Andrew Bird is a mad genius. After seeing him live last night at Radio City Music Hall, I realized watching him in-person is like watching a circus performer with a wonderfully weird case of ADD. He'll start on the violin. Thirty seconds later, he's on the guitar, or will have turned the violin on its side to play it like a mandolin. Then he'll start to sing. Mid-sentence, he'll stop to whistle for a spell. Then he'll quickly be back on the guitar, or perhaps go for a turn on the glockenspiel.
Throughout, he incorporates the help of his magical loop pedals, which make him sound like he's doing six million things at once. Seeing the intrepid multi-instrumentalist/multitasker perform is an incredible sight to be behold, especially given that his 2009 album Noble Beast sounds so fluid and well-produced, that you don't really stop to think about the technique behind it.
The dapper-looking whistle-blower played for the better part of 90 minutes, performing a number of Noble Beast's usual suspects: An amplified, sped-up version of "Oh No," and a spirited rendition of the tongue-twisty "Fitz and Dizzyspells."

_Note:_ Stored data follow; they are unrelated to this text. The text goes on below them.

PR #792, opened 2021-09-21
Leave image as wego-app until we completely purge "wego"

jrryjcksn:
**What changed?**
This undoes the beginning of moving our UI image to `gitops-app` from `wego-app`. There are a variety of other things to update in that move.

**Why?**
So that a released version works correctly

**How did you test it?**
There are current no tests that are affected by this as the image is only pushed during release. The wego-app deployment always fails with an `ErrImagePull` (this should be fixed with the addition of `garden.io`)

**Release notes**
No

**Documentation Changes**
No

### DIFF
--- a/.github/workflows/release.yaml
+++ b/.github/workflows/release.yaml
@@ -6,7 +6,7 @@ on:
 
 env:
   REGISTRY: ghcr.io
-  IMAGE_NAME: gitops-app
+  IMAGE_NAME: wego-app
 
 jobs:
   goreleaser:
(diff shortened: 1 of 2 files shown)


jpellizzari:
@jrryjcksn So I understand it, we are not naming the container image `gitops-app` **yet**, correct?

josecordaz (approved):
LGTM

jrryjcksn:
That's right. I'd like to make those changes once we can test locally

PR #793, opened 2021-09-21
Only check for flux upgrades once a week

jpellizzari:
We will realistically only upgrade flux once per release, and we release every two weeks. A once-a-week check should be fine. This cron expression is `At 00:00 on Sunday.`


J-Thompson12:
I feel like you are missing some changes.

jpellizzari:
> I feel like you are missing some changes.

What the heck happened there? Nice catch. Updated.

josecordaz (approved):
LGTM

Issue #776, opened 2021-09-17
Installation into non-default namespace fails


jrryjcksn:
**Describe the bug**
If you attempt to install wego into a namespace other than `wego-system`, it will fail with this error:
```
Error: could not apply manifest: failed applying {"apiVersion":"v1","kind":"ServiceAccount","metadata":{"name":"wego-app-service-account","namespace":"wego-system"},"secrets":[{"name":"wego-app-service-account-token"}]}: the namespace of the object (wego-system) does not match the namespace on the request (<namespace>)
```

The Beast stunner, though, was "Effigy": Bird prefaced the song with the night's only lengthy introduction, explaining the song spun-off from the chorus of "Oh No" and is about a sci-fi reading nerd whose forgotten how to interact with people. "I feel a kinship with this guy," he said, explaining that the imaginary social-awkward dude could easily be him. Then, he launched into a sleepy, romantic, largely loop-free take of the song that was simply gorgeous.
Of his older stuff, Bird sampled liberally from previous albums Armchair Apocrypha and The Mysterious Production of Eggs, with crowd-favorites like "Fiery Crash," and the jovial "Opposite Day." In the encore, he reached back to 2003's Weather Systems to perform "Don't Be Scared," a heartbreaker that features some of his very best songwriting.
Mariachi-like desert rockers Calexico — whose opening set was lively and impressive, and included personal fave "The Crystal Frontier" — joined Bird on stage for three songs. Given that Bird has a band of his own, the number of musicians on stage ballooned to nearly a dozen, each with their various instruments of choice. The highlight of the mini-set was easily the bouncy "Scythian Empire," bolstered by the sheer power of Calexico's trumpeters.
But, of course, it was Bird's night. The whiz-kid made his intricately-layered brainiac rock look easy, when nothing could be further from the truth. He's essentially a massively-talented musical wind-up toy. Was anyone else at Radio City last night? Or have you seen Bird elsewhere and came away similarly impressed? And how on earth is he able to whistle so melodically (and powerfully)?